The mechanisms of tumor metastasis mainly include direct invasion, lymphatic metastasis, and blood metastasis. Specifically, the metastatic process is closely related to the cross-talk between cancer and the vascular and/or lymphatic system. The normalization of tumor blood vessels can improve the infiltration of T cells, enhance the immune response and immune reaction, and halt the immune-suppressing environment to a more immune-activating phenotype and work together with cancer immunotherapy [19]. Antivascular endothelial growth factor receptor (anti-VEGFR) was used to normalize the tumor vascular system and restore its function and fostered further investigations, aiming at the formation of intratumoral immune cell phenotypes parallel to the normalization of blood vessels, as indicated by the reduction of tissue perfusion and intratumoral hypoxia [19, 20]. The anti-VEGFR polarizes the macrophages in the M1 macrophage by altering the gene expressions at the same time parallel to an increase in the adaptive immune cells’ infiltration in the setting of this antiangiogenic treatment. Vascular endothelial growth factor (VEGF) and inflammatory molecules are not only the key proangiogenic elements but also act as immunomodulators. They promote the formation of blood vessels in most of the fatal malignant tumors and collaboratively create a permissive environment, resulting in the poor efficacy and survival of the patients. Cancer cells grow and progress by continuously interfering with the neighboring environment during their growth and progression. The combination of strategies, such as antiangiogenesis and immune-directed therapy, might shape the tumor ecosystem and improve the therapeutic effect [19].

In this study, there are some limitations too. First, the results should be interpreted with caution, given the inherent bias of a retrospective study. Second, the missing information on related comorbidities as well as the absence of therapy might have affected the results. Furthermore, the surgeries and chemotherapies were performed in the patients with longer life expectancies.

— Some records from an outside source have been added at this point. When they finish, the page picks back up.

Issue #589, opened 2024-12-21
RichSuggestBox Intermittent Test Failures


michael-hawker:
### Describe the bug

At least some part of #347 seem to be intermittent failures in the RichSuggestBox tests as well

Here:

https://github.com/CommunityToolkit/Windows/blob/2c0f9b3d8096fce836cd239a9c5cad3494e236f7/components/RichSuggestBox/tests/Test_RichSuggestBox.cs#L143

And here:

https://github.com/CommunityToolkit/Windows/blob/2c0f9b3d8096fce836cd239a9c5cad3494e236f7/components/RichSuggestBox/tests/Test_RichSuggestBox.cs#L308

Both involving adding new tokens.

This seems to more often happen for WinUI 3, so possibly has to do with different behavior or regression there? But something definitely seems to be wonky and unstable here with this control and these tests.

### Steps to reproduce

```text
Intermittent test failure
```

### Expected behavior

Tokens always added

### Code Platform

- [ ] UWP
- [x] WinAppSDK / WinUI 3
- [ ] Web Assembly (WASM)
- [ ] Android
- [ ] iOS
- [ ] MacOS
- [ ] Linux / GTK

### Windows Build Number

- [ ] Windows 10 1809 (Build 17763)
- [ ] Windows 10 1903 (Build 18362)
- [ ] Windows 10 1909 (Build 18363)
- [ ] Windows 10 2004 (Build 19041)
- [ ] Windows 10 20H2 (Build 19042)
- [ ] Windows 10 21H1 (Build 19043)
- [ ] Windows 10 21H2 (Build 19044)
- [ ] Windows 10 22H2 (Build 19045)
- [ ] Windows 11 21H2 (Build 22000)
- [ ] Other (specify)

### App minimum and target SDK version

- [ ] Windows 10, version 1809 (Build 17763)
- [ ] Windows 10, version 1903 (Build 18362)
- [ ] Windows 10, version 1909 (Build 18363)
- [ ] Windows 10, version 2004 (Build 19041)
- [ ] Windows 10, version 2104 (Build 20348)
- [ ] Windows 11, version 22H2 (Build 22000)
- [ ] Other (specify)

### Help us help you

Yes, but only if others can assist.

michael-hawker:
We should disable these tests with a preprocessor directive on WinUI 3.

I suspect since the UWP tests here always seem to run fine and fail on WinUI 3 that there's some new issue in the platform in this space.

[...]

PR #732, opened 2025-09-25
Lower the opacity of a BitmapIcon when card is Disabled

niels9001:
## PR Type

Bugfix 

image

## What is the new behavior?

image

## PR Checklist

- [ ] Based off latest main branch of toolkit
- [ ] New component

### DIFF
--- a/components/SettingsControls/src/SettingsCard/SettingsCard.cs
+++ b/components/SettingsControls/src/SettingsCard/SettingsCard.cs
@@ -228,6 +228,12 @@ public partial class SettingsCard : ButtonBase
     private void OnIsEnabledChanged(object sender, DependencyPropertyChangedEventArgs e)
     {
         VisualStateManager.GoToState(this, IsEnabled ? NormalState : DisabledState, true);
+
+        // The Disabled visual state will only set the right Foreground brush, but for images we need to lower the opacity so it looks disabled.
+        if (HeaderIcon is BitmapIcon && GetTemplateChild(HeaderIconPresenterHolder) is FrameworkElement headerIconPresenter)
+        {
+            headerIconPresenter.Opacity = IsEnabled ? 1 : 0.4;
+        }
     }
 
     private void OnActionIconChanged()


AndrewKeepCoding:
Hi @niels9001!

Just a suggestion. To keep it flexible, we could also implement this in the `Disabled` visual state. 
One caveat: headers using symbol icons appears slightly blurry due to the opacity changes...

```xaml
<x:Double x:Key="SettingsCardHeaderDisabledOpacity">0.6</x:Double>
```

```xaml
<Setter Target="PART_HeaderIconPresenterHolder.Opacity" Value="{StaticResource SettingsCardHeaderDisabledOpacity}" />
```

image

niels9001:
@AndrewKeepCoding Fair, but we don't check if it's a bitmapicon in that visual state. And we don't want to change the Foreground AND setting the opacity. And we'd want to keep the Foreground on non-image elements to be consistent with other controls and meeting accessibility requirements (e.g. High Contrast themes).

The alternative would be creating a second disabled state?

AndrewKeepCoding:
```xaml
```

AndrewKeepCoding:
I confirmed that an approach like this works.
```xaml
<VisualStateGroup x:Name="BitmapIconHeaderStates">
    <VisualState x:Name="EnabledBitmapIconHeader" />
    <VisualState x:Name="DisabledBitmapIconHeader">
        <VisualState.Setters>
            <Setter Target="PART_HeaderIconPresenterHolder.Opacity" Value="{StaticResource SettingsCardHeaderDisabledOpacity}" />
        </VisualState.Setters>
    </VisualState>
</VisualStateGroup>
```

niels9001:
> ```
> <x:Double x:Key="SettingsCardHeaderDisabledOpacity">0.6</x:Double>
> ```

Yeah, you're right.. that is a more maintainable option :).

Updated the code, please have a look!

components/SettingsControls/src/SettingsCard/SettingsCard.cs
```diff
@@ -21,6 +21,9 @@ namespace CommunityToolkit.WinUI.Controls;
 [TemplateVisualState(Name = PressedState, GroupName = CommonStates)]
 [TemplateVisualState(Name = DisabledState, GroupName = CommonStates)]
 
+[TemplateVisualState(Name = BitmapHeaderIconEnabledState, GroupName = CommonStates)]
+[TemplateVisualState(Name = BitmapHeaderIconDisabledState, GroupName = CommonStates)]
```
AndrewKeepCoding, line 25: These should belong to "BitmapHeaderIconStates" instead of "CommonStates".
I'm a bit surprised that works anyway though. 😅

AndrewKeepCoding:
Nit: we could also clean up a few lines:

```diff
- using System.ComponentModel.Design;
```

```diff
- IsEnabledChanged += OnIsEnabledChanged;     
+ IsEnabledChanged += OnIsEnabledChanged;
```

```diff
- //  e.Handled = true;
```

michael-hawker:
@niels9001 want to address Andrew's last comment? Then I think we're good (though we need to fix CI as GHA runner updated again breaking us... 😭)

niels9001:
Ah yes,, thanks @AndrewKeepCoding !

AndrewKeepCoding (approved):
Looks good to me.🙂

Arlodotexe (approved):
Tested locally, fix works as intended with no side effects.

michael-hawker:
Re-running job, intermittent RichSuggestBox failure on WinUI 3. FYI @Arlodotexe #589, as I've been mentioning we should disable these specific tests for now (at least on WinUI 3).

However, this was the first study with the largest sample size to clarify the prognosis of patients with the metastatic invasive IPMN.

5. Conclusion

The patients with isolated lung and other organ metastases demonstrated better survival outcomes as compared to those with isolated liver metastasis, while the patients with nonorgan metastasis demonstrated the best survival outcomes and those with multiple metastases showed the worst survival outcomes. Further studies are needed to determine a highly selected subset of patients who might benefit from surgery or chemotherapy.

Data Availability

The data analyzed during the current study are available in the Surveillance, Epidemiology, and End Results (SEER) database of the National Cancer Institute (https://seer.cancer.gov/data/).

Conflicts of Interest

The authors declare that they have no conflicts of interest.